Presented by

Dr. Farouq Thabet

Muscle glycogenosis constitute a growing number of inborn errors of glycogen metabolism. Deficiencies of virtually all enzymes which intervene in the synthesis or degradation of glycogen, may cause glycogen storage disease (GSD) because of aberrant storage or utilization of glycogen. The different GSDs are each denoted by a roman numeral that reflects the historical sequence of their discovery and often also by the name of the author of the first description. Muscle glycogenosis may be subclassified into the following categories: disorders of glycogen synthesis; disorders of glycogen breakdown; disorders of glycolysis; and lysosomal glycogenosis. Clinical features are closely related to the enzyme deficiency, with either exercise intolerance associated with rhabdomyolysis episodes, or permanent muscle weakness. Other organs may also be involved such as heart or liver, depending on the involved enzyme and severity of enzyme deficiency. In-vivo metabolic studies with exercise tests and muscle biopsy are important tools allowing precise diagnosis, but the place of dedicated gene panels is rapidly increasing.

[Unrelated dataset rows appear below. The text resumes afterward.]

PR #3233, opened 2022-03-09
Test compound filter - Partially Fix #374

### LINKED ISSUE #374: compound partner level filter
Hi, 

sitting with the clinical genetics folks discussing scout and returned to an old issue - couldn't find it here though. We would very much like to be able to filter (or adjust rank) for strong compound pairs. We would like to be able to screen for variants where *both* fulfill criteria such as rare, nonsense or known pathogenic etc. See also https://github.com/moonso/genmod/issues/41
Either solving it pre-loading or post-loading is fine. Ability to filter on aggregate compound score might be enough? Then one could include the AR_compounds for a suspected AR-trio without being swamped with potential carrier variants..

Cheers!

// Daniel

dnil:
This PR adds a functionality.

Screenshot 2022-03-09 at 16 33 18

This is the oldest still open issue, and according to the last user meeting the most wanted feature. While implementing it properly, with real filtering on all variants and the same for all their compounds, ideally only when inheritance models that involve compound recessive inheritance are on the table either in search or on the variants, is very hard, the present PR might help a little when scanning long lists.

The idea is to allow hiding compound buttons / shading the compounds below a given rank score on request.

<details>

**Prepare for testing**
1. `sudo -iu hiseq.clinical`
1. `ssh localhost`
</details>

**How to test**:

**Expected outcome**:

**Review:**
- [ ] code approved by
- [ ] tests executed by


scout/server/blueprints/variants/views.py
```diff
@@ -123,7 +123,9 @@ def variants(institute_id, case_name):
     if request.form.get("export"):
         return controllers.download_variants(store, case_obj, variants_query)
 
-    data = controllers.variants(store, institute_obj, case_obj, variants_query, result_size, page)
+    data = controllers.variants(
+        store, institute_obj, case_obj, variants_query, result_size, page, query_form=form.data
```
northwestwitch, line 127: The entire form dictionary is passed to controllers even though only one key/value is used afterwards. I'm wondering if it wouldn't be easier just to pass the key/value in question (either a number or don't pass it at all?)

scout/server/blueprints/variants/controllers.py
```diff
@@ -366,6 +378,13 @@ def parse_variant(
             variant_obj["compounds"], key=lambda compound: -compound["combined_score"]
         )
 
+        # check compound against current query rank score
+        for compound in variant_obj["compounds"]:
+            if (query_form and query_form.get("compound_rank_score") is not None) and (
```
northwestwitch, line 383: If you pass only the variant you could avoid the if (query_form and query_form.get("compound_rank_score") at least

scout/server/blueprints/variants/controllers.py
```diff
@@ -53,7 +53,16 @@ def populate_chrom_choices(form, case_obj):
...
-def variants(store, institute_obj, case_obj, variants_query, variant_count, page=1, per_page=50):
+def variants(
+    store,
+    institute_obj,
+    case_obj,
+    variants_query,
+    variant_count,
+    page=1,
+    per_page=50,
+    query_form=None,
```
northwestwitch, line 64: Passing only the compound_filter value (an int) or None?

scout/server/blueprints/variants/controllers.py
```diff
@@ -366,6 +378,13 @@ def parse_variant(
             variant_obj["compounds"], key=lambda compound: -compound["combined_score"]
         )
 
+        # check compound against current query rank score
+        for compound in variant_obj["compounds"]:
+            if (query_form and query_form.get("compound_rank_score") is not None) and (
+                compound.get("rank_score") < query_form.get("compound_rank_score")
```
northwestwitch, line 384: I think this line is causing a potential bug. Tested on stage typing a number (3, 8066?) as value of compound_rank_score:

```
2022-03-14 08:28:28,055 - [scout.server.app](http://scout.server.app/) - ERROR: Exception on /cust000/F0006358-mip7/variants [POST] [in /venv/lib/python3.8/site-packages/flask/app.py:1457]
  File "/venv/lib/python3.8/site-packages/flask/app.py", line 2073, in wsgi_app
  File "/venv/lib/python3.8/site-packages/flask/app.py", line 1518, in full_dispatch_request
  File "/venv/lib/python3.8/site-packages/flask/app.py", line 1516, in full_dispatch_request
    rv = self.dispatch_request()
  File "/venv/lib/python3.8/site-packages/flask/app.py", line 1502, in dispatch_request
  File "/home/worker/app/scout/server/utils.py", line 71, in decorated_function
    context = func(*args, **kwargs)
  File "/home/worker/app/scout/server/blueprints/variants/views.py", line 126, in variants
    data = controllers.variants(
  File "/home/worker/app/scout/server/blueprints/variants/controllers.py", line 114, in variants
    parse_variant(
  File "/home/worker/app/scout/server/blueprints/variants/controllers.py", line 384, in parse_variant
    compound.get("rank_score") < query_form.get("compound_rank_score")
TypeError: '<' not supported between instances of 'NoneType' and 'int'
```

scout/server/blueprints/variants/templates/variants/utils.html
```diff
@@ -280,7 +280,19 @@
...
     </div>
+    <div class="col-2 offset-3">
+      <div id="hidecompounds" class="collapse">
+        {{ form.compound_rank_score.label(class="control-label", data_toggle="tooltip", data_placement="top", title="Shade compounds below this score as if dismissed") }}
+        {{ form.compound_rank_score(class="ml-1 form-control", onchange="this.form.submit()") }}
+      </div>
+    </div>
+    <div class="col-1">
+      <a class="btn btn-secondary btn-sm form-control" data-toggle="collapse" href="#hidecompounds" aria-expanded="false" aria-controls="hidecompounds">
+        Hide compounds
```
northwestwitch, line 291: Are the compounds hidden or shaded?

dnil:
😄 Sorry, thanks for testing - should have marked it draft!

northwestwitch (changes requested):
Nice long overdue feature, and smart way of achieving something that is indeed very difficult to implement! 🥇 

I've been trying it but looks like there is a bug affecting the search (check the email and one of my comments).

I would simplify the code by passing to the controllers only the variable in question and not the entire search form, unless you want to make the PR even more epic by moving a lot of code from the view to the controllers? 😈 

The looks of the 2 new elements in the variants form could also be improved, check my comments.

northwestwitch:
> 😄 Sorry, thanks for testing - should have marked it draft!

NP! :)

scout/server/blueprints/variants/controllers.py
dnil: Yes, as it is now that would make sense. I am thinking we may sooner or later want to filter on e.g. CADD or mirror the whole variant filter query onto the compounds in which case it makes more sense to pass it all. I could make it a two stage thing I guess, where the query form is first broken down into like a condensed query object and then passed on to the controller.

scout/server/blueprints/variants/templates/variants/utils.html
```diff
@@ -280,7 +280,19 @@
...
       </div>
     </div>
+    <div class="col-2 offset-3">
+      <div id="hidecompounds" class="collapse">
+        {{ form.compound_rank_score.label(class="control-label", data_toggle="tooltip", data_placement="top", title="Shade compounds below this score as if dismissed") }}
+        {{ form.compound_rank_score(class="ml-1 form-control", onchange="this.form.submit()") }}
+      </div>
+    </div>
+    <div class="col-1">
+      <a class="btn btn-secondary btn-sm form-control" data-toggle="collapse" href="#hidecompounds" aria-expanded="false" aria-controls="hidecompounds">
```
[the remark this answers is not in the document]
dnil: Ah, ok! Looks good on Safari; will test!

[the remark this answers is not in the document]
dnil: It wasn't so much the browser as the window size and zoom level. I could recreate it on Safari by making the window smaller. Made it partially inline now. The string coords kind of have to follow the pattern and keeping that input large enough for its placeholder is the real limiting factor. One could keep fiddling, but other things in the form starts looking really awkward when making the page too narrow as well.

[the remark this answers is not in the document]
dnil: Screenshot 2022-03-14 at 12 17 05

Screenshot 2022-03-14 at 12 23 40

scout/server/blueprints/variants/templates/variants/utils.html
dnil: 😸 That depends! If the last compound on the variant compound badge list is shaded, the whole badge is hidden. The button could say either, the tooltip has both.

scout/server/blueprints/variants/views.py
dnil: Yeah, as above, it would certainly be easier now, though more complicated later. I can change if you like, and we just change it back later; either is fine by me!

scout/server/blueprints/variants/controllers.py
dnil: Yeah, I didn't think about what if the cases were unranked. It should be good now!

scout/server/blueprints/variants/views.py
northwestwitch: I would keep it easier now and change it later. I also think that when we change it later we should try to move much of the code present in the view to the controllers, so the code would probably be quite different from now!

dnil: Right: it sure has some weirdness like direct store calls - and quite a bit of passing on the form to the controller. Landing more on the controller side would also make it easier to split the One View with multiple jobs into several with a single task.

scout/server/blueprints/variants/controllers.py
dnil: Actually it seems like more fun to try for a more complete filter. I've added a sketch, but the compounds need to be a bit more populated to allow filtering. I'll look into it any day now! 😁

northwestwitch:
image


Codecov has started taking liberties since I've been messing with the codecov app. I'll fix!

dnil:
Still, codecov is right in as much as that this needs a couple of additional tests. I was saving them until I knew how this would work. I think I'll add a couple of more filter mirroring things, then tests and ask for a re-review to get some more input! I showed this to a few ppl at cust002 yesterday who seemed positive.

northwestwitch:
> and ask for a re-review to get some more input!

Sounds good!

dnil:
OK, this is actually essentially ready for some more input now. I'll add some tests tomorrow!

scout/constants/variant_tags.py
```diff
@@ -207,7 +207,7 @@
 SPIDEX_HUMAN = {
     "low": {"neg": [-1, 0], "pos": [0, 1]},
     "medium": {"neg": [-2, -1], "pos": [1, 2]},
-    "high": {"neg": [-2, -float("inf")], "pos": [2, float("inf")]},
```
northwestwitch, line 210: Yes!

scout/server/blueprints/variants/controllers.py
```diff
@@ -328,33 +339,19 @@ def compounds_need_updating(compounds, dismissed):
...
-    variant_obj,
-    update=False,
-    genome_build="37",
-    get_compounds=True,
-    case_dismissed_vars=[],
-):
-    """Parse information about variants.
-    - Adds information about compounds
-    - Updates the information about compounds if necessary and 'update=True'
+def update_compounds(store, variant_obj, case_dismissed_vars):
```
northwestwitch, line 342: So nice with extracting the code fro parse_variant and creating new smaller functions! 🥇

scout/server/blueprints/variants/forms.py
```diff
@@ -94,6 +94,8 @@ class VariantFiltersForm(FlaskForm):
     genetic_models = SelectMultipleField(choices=GENETIC_MODELS)
 
     cadd_score = BetterDecimalField("CADD", places=2, validators=[validators.Optional()])
+    compound_rank_score = IntegerField("Compound rank score")
+    compound_follow_filter = BooleanField("Follow filter")
```
northwestwitch, line 98: If I understand it correctly, the same filter settings chosen by the users are also applied to the compound vars?

At least  the settings chosen for coordinates (lt, gt), frequency (gnomad, local obs, clingen ngi and swegen), in (region_annotations, functional_annotations, clinsig, svtype, genetic_models) and spidex


image

I think this becomes a very powerful tool and the central concept should be super clear.

This form item with the tooltip don't look very self explanatory to me:

image

For this reason I would rename "follow filter" to something like "apply same filters to variant's compounds"

The tooltip is better, but perhaps "Shade compounds as if dismissed if they are excluded by selected filters"

scout/server/blueprints/variants/templates/variants/utils.html
```diff
@@ -271,16 +271,30 @@
...
     <div class="col-2">
-      <a class="btn btn-secondary btn-sm" data-toggle="collapse" href="#stringcoords" aria-expanded="false" aria-controls="stringcoords">
+      <a class="btn btn-secondary btn-sm form-control" data-toggle="collapse" href="#stringcoords" aria-expanded="false" aria-controls="stringcoords">
         String coordinates
       </a>
     </div>
-    <div class="col-3 offset-1">
-      <div id="stringcoords" class="collapse">
-        {{ wtf.form_field(form.chrom_pos) }}
+    <div class="col-4">
```
northwestwitch, line 278: image

scout/server/blueprints/variants/templates/variants/utils.html
```diff
@@ -271,16 +271,30 @@
...
+      <div id="stringcoords" class="collapse form-group row">
```
northwestwitch, line 279: Would be nice if the div stays uncollapsed after a search that contains compound rank score and/or follow filter, if it's not super complicated, otherwise it's fine!

tests/adapter/mongo/test_query.py
```diff
@@ -489,8 +489,8 @@ def test_build_spidex_high(adapter):
                     "$or": [
                         {
                             "$and": [
-                                {"spidex": {"$gt": -2}},
-                                {"spidex": {"$lt": -float("inf")}},
+                                {"spidex": {"$gt": -float("inf")}},
```
northwestwitch, line 492: 👍🏻

tests/server/blueprints/variants/test_variants_controllers.py
```diff
@@ -52,6 +52,222 @@ def test_compounds_need_updating():
...
+    query_form = {"cadd_score": test_cadd + 1, "compound_follow_filter": True}
+
+    # WHEN calling the function
+    hide_compounds_query(store, variant_obj, query_form)
+
+    # WHEN checking its compounds
+    compounds = variant_obj.get("compounds")
+
+    # THEN the only compound now appears dismissed
+    assert compounds[0]["is_dismissed"]
```
northwestwitch, line 94: 👍🏻

northwestwitch (commented):
Nice with refactoring on the controller and the variant's filter following the compounds!

I have a few suggestions

scout/server/blueprints/variants/templates/variants/utils.html
northwestwitch: This part is a bit crammed, perhaps give more space to Local obs by reducing the space occupied by Chromosome?

dnil: You are too zoomed in! The local obs box already looks weird! 😄 Perhaps I can fix it as well!

northwestwitch: I'm zoomed at 100% on safari and chrome, but perhaps's it's because I'm using my laptop and not a monitor?

dnil: Probably! Its going to be the same for many - I've tweaked it a little in the last push! See if you like it! I made the String button the same size as the Hide to retain color symmetry on the page. It would look a little lopsided if they are different.

scout/server/blueprints/variants/forms.py
dnil: Right, but that is a veeeery long name on a button. I think the users will learn to identify what it does, but if you have another succinct suggestion that captures the functionality (I considered the likes of "emulate" or "replicate") I'm all ears! 

 I much agree on the tool tip - updated!

scout/server/blueprints/variants/templates/variants/utils.html
dnil: Right, I'll give it a shot!

scout/server/blueprints/variants/forms.py
northwestwitch: > Right, but that is a veeeery long name on a button. I think the users will learn to identify what it does, but if you have another succinct suggestion that captures the functionality (I considered the likes of "emulate" or "replicate") I'm all ears!
> 
> I much agree on the tool tip - updated!

Apply variant's filter?

dnil: I considered ˜Apply filter˜ but it has two downsides from my perspective: 1) apply is often used as a name for update-form-with-what-I-have; I would have interpreted that as use-the-rank-score-next-to-it 2) not so important, but "apply" to me has very little wiggle room for not actually applying all of the filter (such as genes and chromosomes that really makes little sense).

northwestwitch: `Extend variant's filter`? To me "follow filter" is not really helpful as a name..

dnil: Nah, it doesn't extend it, rather does roughly the same only not quite the same way. So it follows, emulates, perhaps replicates or clones. It is also has context, right between the "compound rank score" and "hide compounds" buttons, so doesn't have to contain all of that. More suggestions please! 😄 

Btw I saw that it has issues with multiple in-items again, likely after the previous test fix... I'll fix and add another test.

northwestwitch: Fine, name it "follow filter"! :roll_eyes:

scout/server/blueprints/variants/templates/variants/utils.html
northwestwitch: Looking good now:

image

scout/server/blueprints/variants/forms.py
dnil: 😄 How about "Parallel filter"? One more word should fit as well. Say "According to filter"? How about not relying on context, like "Compounds follow filter" or "Shade with filter"?

scout/server/blueprints/variants/forms.py
```diff
@@ -95,7 +95,7 @@ class VariantFiltersForm(FlaskForm):
 
     cadd_score = BetterDecimalField("CADD", places=2, validators=[validators.Optional()])
     compound_rank_score = IntegerField("Compound rank score")
-    compound_follow_filter = BooleanField("Follow filter")
+    compound_follow_filter = BooleanField("Compounds follow filter")
```
northwestwitch, line 98: 😄

tests/server/blueprints/variants/test_variants_controllers.py
```diff
@@ -258,6 +258,97 @@ def test_hide_compounds_follow_filter_region(app, variant_obj):
     compound_variant_dict["is_dismissed"] = False
 
 
+def test_hide_compounds_follow_filter_in(app, variant_obj):
```
northwestwitch, line 261: Nice with all the tests! 🥇

northwestwitch (approved):
Code-wise it looks good to me, so I'm approving.
I saw a couple of errors on Friday but I'm not sure about the situations that created them.

The errors:

  ```
File "/home/worker/app/scout/server/blueprints/variants/controllers.py", line 728, in hide_compounds_query
    compound_follow_filter(compound, compound_var_obj, query_form)
  File "/home/worker/app/scout/server/blueprints/variants/controllers.py", line 692, in compound_follow_filter
    if _compound_follow_filter_clnsig(compound, compound_var_obj, query_form):
  File "/home/worker/app/scout/server/blueprints/variants/controllers.py", line 621, in _compound_follow_filter_clnsig
    if clnsig_value in query_rank or str_re.match(clnsig_value):
TypeError: expected string or bytes-like object
```

and 

```
 File "/home/worker/app/scout/server/blueprints/variants/controllers.py", line 639, in hide_compounds_query
    compound_follow_filter(compound, compound_var_obj, query_form)
  File "/home/worker/app/scout/server/blueprints/variants/controllers.py", line 607, in compound_follow_filter
    if _compound_follow_filter_in(compound, compound_var_obj, query_form):
  File "/home/worker/app/scout/server/blueprints/variants/controllers.py", line 539, in _compound_follow_filter_in
    compound_items = compound_var_obj.get(item)
AttributeError: 'NoneType' object has no attribute 'get'
```
Are they fixed in the latest code? I think so, right?

dnil:
> Are they fixed in the latest code? I think so, right?

Yes, should be! Both had some then clear explanations, but I can't quite recall. One was the different ways of storing clinsig on new and old cases. I'll deploy once more to stage and check around, but should be fine. I also remembered I wrote that the always_clinsig flag doesn't affect the search, but that would look kind of silly on the clinical query. I've fixed that one as well and updated the tooltip.

dnil:
~7 years discussion of full feature. 14 days implementation and testing of Good Enough partial fix that covers the bulk of it. 😅To be fair several previous refactors and features partly aimed this way (Cheers @moonso, @northwestwitch and @moedarrah). Do we learn anything from that? Nah. Grit is good. The sun is shining, and time is all we have! 🌞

The most frequent muscle glycogenosis are McArdle disease (GSDV), Pompe disease (GSDII) and debranching enzyme deficiency (GSDIII), but the field of glycogenosis has been greatly expanded over the past few years with the discovery of new metabolic diseases that have allowed new metabolic pathways to be deciphered. We will emphasize on the clinical and pathological features of recently described muscle glycogenosis caused by GYG1, RBCK1 and PGM1 gene mutations. The initial steps of glycogen synthesis are involved in deficiencies of glycogenin-1 (GYG1). Phosphoglucomutase deficiency disrupts two metabolic pathways: the connection between galactose and glycogen on the one hand, and glucose metabolism on the other. On the other hand, the metabolic consequences of mutations in the ubiquitin ligase gene RBCK1 are still poorly understood.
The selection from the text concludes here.